Here are a few of the features that Tcat Server's init script implements:

  • Fully reliable restarts, and graceful shutdowns, similar to the Debian and Ubuntu init script — this protects against data corruption and makes scripting restarts deterministic and reliable.
  • Installing and running the init script as a non-root user. For production scenarios where the Tomcat administrator is not granted root priviliges on the server, all of the features of the init script are still supported and working.
  • Installing multiple copies of Tcat in the same operating system installation, and operating them each independently.

The Tcat init script does not rely on process ID files on the filesystem being present nor having the process ID of the Tomcat being commanded. Instead, Tcat's init script marks each Linux JVM's process with a marker that is uniquely identified, and thus the correct JVM process is always found and handled.

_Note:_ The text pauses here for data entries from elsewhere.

PR #716, opened 2022-03-01
fix: bring back :line:col format in webpack errors

robcrocombe:
Hello! In 2020 I opened an issue (#481) and subsequent PR (#489) to make error file names clickable with their line location intact, when you use cmd+click in a terminal like iTerm2. E.g. before it was `filename.ts 12:5` but we changed it to `filename.ts:12:5` to make it one item without space delimiters. This is a huge win for productivity as you don't need to hunt down the line number after opening the file.

I noticed while upgrading to v7 that this behaviour has been reverted by #641. It was mentioned in the GH issue that developer experience was more important than following Webpack convention. Has the stance changed on this or was it just a mistake?

If so, I've made this PR to bring back the clickable location behaviour. If not, is there another way we can fix this? I noticed there was a custom `formatter` option but that does not allow you to format the file name, and I still want to use codeframe. Thanks

### DIFF
--- a/src/formatter/webpack-formatter.ts
+++ b/src/formatter/webpack-formatter.ts
@@ -17,7 +17,7 @@ function createWebpackFormatter(formatter: Formatter): Formatter {
     if (issue.file) {
       let location = chalk.whiteBright.bold(relativeToContext(issue.file, process.cwd()));
       if (issue.location) {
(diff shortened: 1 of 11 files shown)


piotr-oles (approved):
Thanks for the PR! These changes were removed accidentally :)

robcrocombe:
Thanks @piotr-oles!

Any other JVM processes running in the system are left safely untouched.

For maximum compatibility with the Tomcat you want to use, Tcat's init script fully supports the stable releases of Tomcat 6 and Tomcat 5.5 with all of the above features, plus Tcat's init script fully supports the new Tomcat 7 betas that are available (as of this writing).

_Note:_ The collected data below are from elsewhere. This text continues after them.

PR #730, opened 2022-04-09
Fix `generateTrace` with newer TypeScript versions and `build: false`

### LINKED ISSUE #722: `generateTrace` does not work with newer TypeScript versions
## Current behavior

[The README describes how to profile slow type-checking by setting `generateTrace` in `tsconfig.json`](https://github.com/TypeStrong/fork-ts-checker-webpack-plugin#profiling-types-resolution). However this doesn't work with recent TypeScript versions.

## Expected behavior

When building with `"generateTrace": "./traces"` in `tsconfig.json`, trace files should be created in `./traces` as stated in the README.

1. Set up a project with a recent version of TypeScript (I'm using 4.6.2, but I'm nearly certain this problem exists as far back as 4.2.x).
2. Set  up a `tsconfig.json` with `"generateTrace": "{folderName}"` as [described in the README](](https://github.com/TypeStrong/fork-ts-checker-webpack-plugin#profiling-types-resolution)).
3. Do a build.
4. Observe that no trace files were created.

## Environment
 - **fork-ts-checker-webpack-plugin**: 6.2.12
 - **typescript**: 4.6.2
 - **eslint**: 7.32.0
 - **webpack**: 4.46.0
 - **os**: macOS 12.0.1

mkantor:
Closes #722 and also fixes another issue I noticed along the way: `generateTrace` did not work unless I was using `build: true` (I think that was introduced by #691).

Adds tests and updates documentation.

### DIFF
--- a/src/typescript/worker/lib/tracing.ts
+++ b/src/typescript/worker/lib/tracing.ts
@@ -4,22 +4,29 @@ import { getConfigFilePathFromCompilerOptions } from './config';
 import { typescript } from './typescript';
 import { config } from './worker-config';
 
-// write this type as it's available only starting from TypeScript 4.1.0
+// these types are internal in TypeScript, so reproduce them here
+type TracingMode = 'project' | 'build' | 'server';
 interface Tracing {
-  startTracing(configFilePath: string, traceDirPath: string, isBuildMode: boolean): void;
-  stopTracing(typeCatalog: unknown): void;
-  dumpLegend(): void;
+  startTracing?: (tracingMode: TracingMode, traceDir: string, configFilePath?: string) => void;
+
+  tracing?: {
+    stopTracing(): void;
+    dumpLegend(): void;
+  };
 }
 
 // eslint-disable-next-line @typescript-eslint/no-explicit-any
-const tracing: Tracing | undefined = (typescript as any).tracing;
+const traceableTypescript: Tracing = typescript as any;
 
 export function startTracingIfNeeded(compilerOptions: ts.CompilerOptions) {
-  if (compilerOptions.generateTrace && tracing) {
-    tracing.startTracing(
-      getConfigFilePathFromCompilerOptions(compilerOptions),
-      compilerOptions.generateTrace as string,
-      config.build
+  if (
+    typeof compilerOptions.generateTrace === 'string' &&
+    typeof traceableTypescript.startTracing === 'function'
+  ) {
+    traceableTypescript.startTracing(
+      config.build ? 'build' : 'project',
+      compilerOptions.generateTrace,
+      getConfigFilePathFromCompilerOptions(compilerOptions)
     );
   }
 }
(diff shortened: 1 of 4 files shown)


test/e2e/type-script-tracing.spec.ts
```diff
@@ -0,0 +1,44 @@
...
+import { extractWebpackErrors } from './driver/webpack-errors-extractor';
+
+describe('TypeScript Tracing', () => {
+  it.each([
+    { build: false, typescript: '~4.3.0' },
+    { build: true, typescript: '~4.3.0' },
+    { build: false, typescript: '~4.4.0' },
+    { build: true, typescript: '~4.4.0' },
+    { build: false, typescript: '~4.5.0' },
+    { build: true, typescript: '~4.5.0' },
```
piotr-oles: I appreciate that you add all these cases, but each case takes time so we have to keep some balance here. Otherwise, our test job will take hours :) I suggest keeping cases only for the min and max versions. I would assume that if it works for these versions, it will work for versions in-between :)

src/typescript/worker/lib/tracing.ts
```diff
@@ -4,37 +4,48 @@ import { getConfigFilePathFromCompilerOptions } from './config';
...
 import { config } from './worker-config';
 
-// write this type as it's available only starting from TypeScript 4.1.0
+// these types are internal in TypeScript, so reproduce them here
+type Mode = 'project' | 'build' | 'server';
 interface Tracing {
-  startTracing(configFilePath: string, traceDirPath: string, isBuildMode: boolean): void;
-  stopTracing(typeCatalog: unknown): void;
-  dumpLegend(): void;
+  startTracing:
```
piotr-oles: nit: I think that ‘?’ instead of ‘undefined’ would be easier to read :)

src/typescript/worker/lib/tracing.ts
```diff
@@ -4,37 +4,48 @@ import { getConfigFilePathFromCompilerOptions } from './config';
...
+    | undefined
+    | ((tracingMode: Mode, traceDir: string, configFilePath?: string) => void);
+
+  tracing:
```
piotr-oles: nit: same here :)

src/typescript/worker/lib/tracing.ts
```diff
@@ -4,37 +4,48 @@ import { getConfigFilePathFromCompilerOptions } from './config';
 import { typescript } from './typescript';
 import { config } from './worker-config';
 
-// write this type as it's available only starting from TypeScript 4.1.0
+// these types are internal in TypeScript, so reproduce them here
+type Mode = 'project' | 'build' | 'server';
```
piotr-oles: nit: could you name it ‘TracingMode’?

piotr-oles (commented):
Thanks for the PR! I left a few minor comments :)

mkantor:
@piotr-oles I addressed your feedback; thanks for the quick review. Let me know if you have any other suggestions.

piotr-oles (approved):
Thanks, looks good!

PR #753, opened 2022-06-22
feat: add 'ignored' property as option

pacop:
I've created this PR to facilitate the understanding of this [bug report](https://github.com/TypeStrong/fork-ts-checker-webpack-plugin/issues/752). I'm not familiar enough with the source code, so this may have to be improved, but at least we have some starting point.

Let me know if I could help.


piotr-oles:
Thanks for the PR and bug report! I'm closing in favor of #757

Tcat Server REST API Group Restarts

Because Tcat's restarts are reliable, Tcat's console also offers a REST API that you can use to trigger restarts. That includes both individual servers and groups of servers. For example, if you're writing a shell script that needs to restart one or more servers, you can simply add this to your script:

curl --basic -u admin:admin --data-binary 'http://localhost:8080/console/

api

/servers/local$76d926b3-2282-4025-b5a7-443ea1c4fc7b/restart'

.. where your Tcat console username is ‘admin', and your password is ‘admin' (this is just an example.. make sure to use a different password in real life!) and where ‘local$76d926b3-2282-4025-b5a7-443ea1c4fc7b' is the server identifier that you can get by listing your servers like this:

$ curl --basic -u admin:admin http://localhost:8080/console/

api

/servers

Or, of course, you can trigger a restart of a server by invoking Tcat's init script on the same machine, such as:

$ sudo /etc/init.d/tcat6 restart

Either way, you can be confident that when you invoke a Tcat restart, your server will be gracefully shut down, and started back up again!